Using Kendall's tau to compare recommendations

Kendall's tau is a metric used to compare the order of two lists. It is only defined if both lists contain exactly the same elements. When comparing only a part of two lists, for example the top-5 elements generated by two recommenders, it cannot be used as these are unlikely to contain only common items. With a few tricks one can however leverage the Kendall tau to compare such lists.

Intro

The Kendall tau is a metric that can be used to compare the order of two ranks. It takes two ranks that contain the same elements and calculates the correlation between them. A correlation of \(+1\) means the ranks are equal, while a correlation of \(-1\) means the ranks are exactly eachother's reverse. If two ranks are independent or randomly shuffled the correlation will be zero on average.

The Kendall tau is undefined when the two ranks do not contain exactly the same elements. So when one wants to compare ranks which do not necessarily contain the same elements one needs to look elsewhere. The same goes for comparing only parts (for example 10 highest entries) of ranks, as these will not likely contain the same elements.

Below I'll explain how you can use a few tricks to make Kendall's tau fit for comparing ranks which do not necessarily contain the same items. At the end I've provided with a python implementation that should get anyone up and running in minutes.

Use case

So why would you want to compare two ranks that do not contain the same elements?

You may be interested in a part of a rank, for example the top-10 items. An example of such a case is the output of a recommender: the recommender will provide you with a ranked list of all items it can possibly recommend, but you will only show the best few to the user.

When comparing the output of two recommenders it does not make sense to compare items that will not be displayed. If recommenders \(A\) and \(B\) return the same top-10 items they are essentially equal, regardless of whether the item in position 100 of \(A\) is also in position 100 of \(B\). However, we can not use Kendall's tau to directly compare the first 10 items of \(A\) with the first 10 items of \(B\), as they are likely to not contain exactly the same elements.

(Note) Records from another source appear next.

PR #22, opened 2017-04-05
Fix b/33924233 Use noIndex instead of notFound when skipping docs

BrettMichaelJohnson:
This change has a TransmissionDecision of do-not-index set
the "X-Robots-Tag=noindex" header, then discard metadata,
ACLs, and content; rather than returning a 404 response code.

### DIFF
--- a/src/com/google/enterprise/adaptor/DocumentHandler.java
+++ b/src/com/google/enterprise/adaptor/DocumentHandler.java
@@ -863,24 +863,22 @@ class DocumentHandler implements HttpHandler {
           log.log(Level.INFO, "changed SEND_BODY to DO_NOT_INDEX {0}",
               docId.getUniqueId());
           // Not using startSending. Instead we stop header timer, start
-          // content timer, send not-found page, and setup a sink for
+          // content timer, discard metadata and content, and setup a sink for
           // bytes provided by adaptor instance itself.
           watchdog.processingCompleted(workingThread);
           watchdog.processingStarting(workingThread, contentTimeoutMillis);
-          // Follow the precedent of HEAD doing a short-circuit out
-          // and potentially not reporting some later adaptor errors.
-          os = new CloseNotifyOutputStream(new SinkOutputStream());
-          // Send no metadata, other than Robots noindex.
+          // Send no body and no metadata, other than Robots noindex.
           ex.getResponseHeaders().add("X-Robots-Tag", "noindex");
-          // Do not wait until call to complete() in order to short-circuit.
-          // The following line is a 200 with an empty body.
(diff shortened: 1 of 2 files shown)


src/com/google/enterprise/adaptor/DocumentHandler.java
```diff
@@ -774,9 +775,18 @@ public void respondNoContent() throws IOException{
...
             docId.getUniqueId());
+        // Send no metadata, other than Robots noindex.
+        ex.getResponseHeaders().add("X-Robots-Tag", "noindex");
+        // Respond with 304 instead of 204 when talking with non GSA requests
+        // such as browsers.
+        HttpExchanges.respond(ex,
+            (requestIsFromFullyTrustedClient(ex)
+                ? HttpURLConnection.HTTP_NO_CONTENT
+                : HttpURLConnection.HTTP_NOT_MODIFIED),
+            "text/plain", (byte[]) null);
```
wiarlawd: This isn't a HEAD request, so perhaps we should follow the chunked examples elsewhere and use new byte[0] here instead of null. Since getOutputStream won't be called here, or it is an error if it is, I'm not sure whether we will get bitten by the double-close exception in HttpsExchanges.respond when the response is non-null, or not.

wiarlawd (approved):
LGTM

Please wait for PJ.

John L

PapaJoltOmega (commented):
I've spent lots of time thinking about this CL.

I hvae two concerns:
(A) I don't have confidence in GSA's robots behaviour like I do in GSA's 404 behaviour.
(B) There is a security difference as jlacey@ points out to someone that used 404 intentionally and now depends on it.

The only benefit that I know of that we get is a cleaner message in administration console.  It seems to me like the benefit does not outweigh the risk for the GSA, especially during product shutdown.

BrettMichaelJohnson:
Why are you not confident in the GSA handling of noIndex? I tested it with both unindexed and previously indexed content and it behaves as desired for this feature.  If you were unsure of its use, why did you approve this change in the FS adaptor.  We are planning the same change in most of the other adaptors, as well.

BrettMichaelJohnson:
As far as  the intentional use of 404, would you like me to add another transform decision of "not found"?

PapaJoltOmega:
We're in a situation where the signal to not index has been implemented as 404 and that's working out well.  


I';m not sure if the suggestion is to have two decisions NOT_FOUND and NO_INDEX that will both produce 404, or to have those two decisions have different implementations where folks that are cuirrently using NO_INDEX would have to switch to NOT_FOUND in order to retain current behavior.

I think in both cases, not necessary.  

Thank you

BrettMichaelJohnson:
Abandoning change.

Obviously, the best way to compare two recommenders is an A/B test. But performing an A/B test requires time and resources you may not always have. In that case you can also directly compare the output of the recommenders.

For example, I have used this method to evaluate a change in a recommender which traded a performance gain for a reduction in accuracy. A direct comparison of the results can provide you with valuable information on the effect of the reduced accuracy. If the results are similar you can push the change to production, if not you may want to stop wasting your time and forget about the change.

Definition

The most used definition of the Kendall tau between two ranks \(a\) and \(b\) is:

$$\begin{equation}\tau \equiv \frac{n_c - n_d}{\sqrt{(n_0-n_a)(n_0-n_b)}},\end{equation}$$

where \(n_c\) and \(n_d\) are the number of concordant pairs and the number of discordant pairs respectively, \(n_0\) is defined as

$$\begin{equation}n_0 \equiv \frac{n(n-1)}{2},\end{equation}$$

where \(n\) is the length of the ranks, and \(n_a\) and \(n_b\) account for ties in the ranks, and are defined as

$$\begin{align} n_a &\equiv \sum_i \frac{t^a_i (t^a_i-1)}{2},\\\\ n_b &\equiv \sum_j \frac{t^b_j (t^b_j-1)}{2}, \end{align}$$

where \(t^a_i\) and \(t^b_j\) are the number of (tied) items that share the \(i^\text{th}\) place in rank \(a\), and the number of (tied) items that share the \(j^\text{th}\) place in rank \(b\) respectively.

Between the ranks \(a\) and \(b\), a pair of items \(x\) and \(y\) is

  • concordant if \(a_x > a_y\) and \(b_x > b_y\), or \(a_x < a_y\) and \(b_x < b_y\),
  • discordant If \(a_x > a_y\) and \(b_x < b_y\) or vice versa.
  • neither concordant nor discordant in the case of ties, if \(a_x = a_y\) or \(b_x = b_y\).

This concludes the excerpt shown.